3. Treat yourself to a Venti. Cuddling up on the couch with a big book and an even bigger blanket becomes all the more therapeutic when you add a steaming mug of the truly magical, ancient potion we call coffee. Whether you choose drip black or salted caramel latte with extra whip, the benefits are the same. Drinking coffee will help you live longer, and it’ll also make you happier. Women who drink more coffee have a 20% lower risk of depression. Make it a double.

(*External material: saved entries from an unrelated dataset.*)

PR #1071, opened 2018-10-25
Backport permission fixes

vkareh:
This cleans up commits from #1058 so that they preserve the log history

May fix the following issus (according to the original PR, yet to be tested)
* #1019 
* #954 
* #421

### DIFF
--- a/libcaja-private/caja-file.c
+++ b/libcaja-private/caja-file.c
@@ -555,7 +555,7 @@ modify_link_hash_table (CajaFile *file,
 	GList **list_ptr;
 
 	/* Check if there is a symlink name. If none, we are OK. */
-	if (file->details->symlink_name == NULL) {
+	if (file->details->symlink_name == NULL || !caja_file_is_symbolic_link (file)) {
 		return;
 	}
 
--- a/src/caja-connect-server-dialog.c
+++ b/src/caja-connect-server-dialog.c
@@ -1227,6 +1227,12 @@ caja_connect_server_dialog_fill_details_async (CajaConnectServerDialog *self,
 			g_mount_operation_set_password (G_MOUNT_OPERATION (operation),
 							str);
 			set_flags ^= G_ASK_PASSWORD_NEED_PASSWORD;
+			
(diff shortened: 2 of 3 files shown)


lukefromdc:
Needs testing with a remote share filesystem

rcaridade145:
Using the method @raveit65 described on #1075 i was able to have the behaviour below:

1 - Start sshd
2 - Connect to localhost and specify you want to save the password and create a bookmark
3 - Click the bookmark and you're asked for the password

raveit65:
about https://github.com/mate-desktop/caja/issues/421
I was never able to reproduce the issue reported with samba shares, because i don't have a server which use samba shares. I prefer nfs or sftp remote connections.
And with those protocols i can't reproduce it.
So what does https://github.com/mate-desktop/caja/pull/1071/commits/af22056fbc264f965aa9dc24bbc0d6b51ad4f4eb fix if nobody can reproduce it?
@rcaridade145 @monsta 
Maybe you can reproduce https://github.com/mate-desktop/caja/issues/421

Keep in mind that nautilus is complete different to caja after all that years with gnome3, and not everything which fixes an issue in nautilus helps for caja.
In another already merged PR we have 2 regressions from 1 fix from nautilus.
So, i would prefer that an issue should be clear reproduced by a team member before we add blindly a fix which can cause other regressions.

raveit65:
Yes, if you're able to test this with a samba server.
If i read bug description of https://github.com/mate-desktop/caja/issues/421#issue-85874293
```
"Remember password until you logout" is the default choice. I have to enter username and password twice : one to connect to the remote computer, a second to connect to a share
```
Entering the password 2 times, for login and the share, seems smb specific for me.

monsta:
Sigh, the only samba I can access at work has anonymous access. If the anonymous access is selected in the dialog, then the radio buttons for choosing how to remember the password are greyed out.

Though I always get the dialog when I try to connect to that server... yeah, the anonymous access option is selected by default, but I have to click the Connect button to actually connect. Well, I guess this doesn't help much with #421.

PR #1072, opened 2018-10-29
Fix case-insensitive in running_in_mate

zhangxianwei8:
The environment variable XDG_SESSION_DESKTOP and DESKTOP_SESSION in
running_in_mate are compared using g_strcmp0. Actually the environment
variable in MATE DE is "mate"(lower case). Using g_ascii_strcasecmp
instead of g_strcmp0 to fix it.

The XDG_SESSION_DESKTOP and DESKTOP_SESSION are set here:
https://github.com/CanonicalLtd/lightdm/blob/7241fd81c0dfcbe354f2c9bc4ace04088de5d860/src/seat.c#L979

export:
[root@localhost]# export |grep XDG_SESSION_DESKTOP
declare -x XDG_SESSION_DESKTOP="mate"

[root@localhost]# export |grep DESKTOP_SESSION
declare -x DESKTOP_SESSION="mate"

### DIFF
--- a/libegg/eggsmclient.c
+++ b/libegg/eggsmclient.c
@@ -57,8 +57,8 @@ static gboolean
 running_in_mate (void)
 {
     return (g_strcmp0 (g_getenv ("XDG_CURRENT_DESKTOP"), "MATE") == 0)
-        || (g_strcmp0 (g_getenv ("XDG_SESSION_DESKTOP"), "MATE") == 0)
-        || (g_strcmp0 (g_getenv ("DESKTOP_SESSION"), "MATE") == 0);
+        || (g_strcmp0 (g_getenv ("XDG_SESSION_DESKTOP"), "mate") == 0)
+        || (g_strcmp0 (g_getenv ("DESKTOP_SESSION"), "mate") == 0);
 }
 
 static void
--- a/src/caja-application.c
+++ b/src/caja-application.c
@@ -2041,8 +2041,8 @@ static gboolean
 running_in_mate (void)
 {
     return (g_strcmp0 (g_getenv ("XDG_CURRENT_DESKTOP"), "MATE") == 0)
-        || (g_strcmp0 (g_getenv ("XDG_SESSION_DESKTOP"), "MATE") == 0)
-        || (g_strcmp0 (g_getenv ("DESKTOP_SESSION"), "MATE") == 0);
+        || (g_strcmp0 (g_getenv ("XDG_SESSION_DESKTOP"), "mate") == 0)
+        || (g_strcmp0 (g_getenv ("DESKTOP_SESSION"), "mate") == 0);
 }
 
 static gboolean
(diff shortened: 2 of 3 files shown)


zhangxianwei8:
Could you unset XDG_CURRENT_DESKTOP and set XDG_SESSION_DESKTOP and DESKTOP_SESSION to “mate” to test？

lukefromdc:
I am working on my main machine (no VM's available) and really do not know how to mess with that. I would not want to get into a situation I did not know how to get back out of. Anyway, I had no problems on new sessions.

zhangxianwei8:
This is not a bug, just optimizing code:)

raveit65:
```
[rave@mother ~]$ env | grep XDG_SESSION_DESKTOP
XDG_SESSION_DESKTOP=mate
[rave@mother ~]$ env | grep DESKTOP_SESSION
DESKTOP_SESSION=mate
```
Why should we change that ?
Btw. Where is it written that it is wrong?

raveit65:
@monsta @vkareh @XRevan86 
thoughts?

vkareh:
@zhangxianwei8 - why not change to lower case instead:
```diff
-        || (g_strcmp0 (g_getenv ("XDG_SESSION_DESKTOP"), "MATE") == 0)
-        || (g_strcmp0 (g_getenv ("DESKTOP_SESSION"), "MATE") == 0);
+        || (g_strcmp0 (g_getenv ("XDG_SESSION_DESKTOP"), "mate" == 0)
+        || (g_strcmp0 (g_getenv ("DESKTOP_SESSION"), "mate" == 0);
```

raveit65:
> I want to know if there is a specification for reference?

At freedesktop?

raveit65:
I hope you will find detail infos at freedesktop site.
If not than their isn't a specification about.

zhangxianwei8:
I find that XDG_SESSION_DESKTOP is defined here:
https://www.freedesktop.org/software/systemd/man/pam_systemd.html
A single, short identifier string for the desktop environment. This may be used to indicate the session desktop used, where this applies and if this information is available. For example: "GNOME", or "KDE". It is recommended to use the same identifiers and capitalization as for $XDG_CURRENT_DESKTOP, as defined by the Desktop Entry Specification.

XDG_CURRENT_DESKTOP is defined here:
https://specifications.freedesktop.org/desktop-entry-spec/latest/ar01s06.html
$XDG_CURRENT_DESKTOP should have been set by the login manager, according to the value of the _DesktopNames_ found in the session file. The entry in the session file has multiple values separated in the usual way: with a semicolon.

zhangxianwei8:
If nobody has different suggest, I will change the "MATE" to "mate" and keep using g_strcmp0. @raveit65 @vkareh

zhangxianwei8:
Updated.

raveit65:
@vkareh @monsta @lukefromdc 
I think we can consider this as bugfix and cherry-pick to 1.20 branch ?

lukefromdc:
Fine by me, the final merged code is working fine here on master

raveit65:
done.
2676eaf3ed92ef33e2a39aece779465c427a59db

4. Work out. (Sorry, but it’s true.) You don’t need a scientist to tell you that exercise is good for you, but for all the skeptics, literally thousands of studies prove it. Endorphins do crazy-good things for your brain, making you more enthusiastic and excited about life. Breaking a sweat raises your heart rate, which in turn thaws your frozen heart (and body). Plus, your mood skyrockets after just 20 minutes of exercise—that’s less time than it takes to watch an episode of Making a Murderer—and the result lasts up to 12 hours. Also? It gives you an excuse to wear yoga pants all day.

5. Enjoy it while it lasts. A student in Norway researched why, despite their brutal weather and staggering lack of sunlight, locals were always so happy. The secret was simple: They just really love winter. You know how you feel on the first nice day of spring, frolicking around outside and wearing seasonally inappropriate outfits? That’s how they feel during the darker months of the year. Norwegians delight in the short days, the arctic temperatures, and the snow (so much snow!). They don’t want to escape the cold; they enjoy it. Not to get all yoga teacher on you, but shifting your mindset just might make all the difference. And if all else fails? Keep in mind that the first day of spring is a month—mere days, really—away.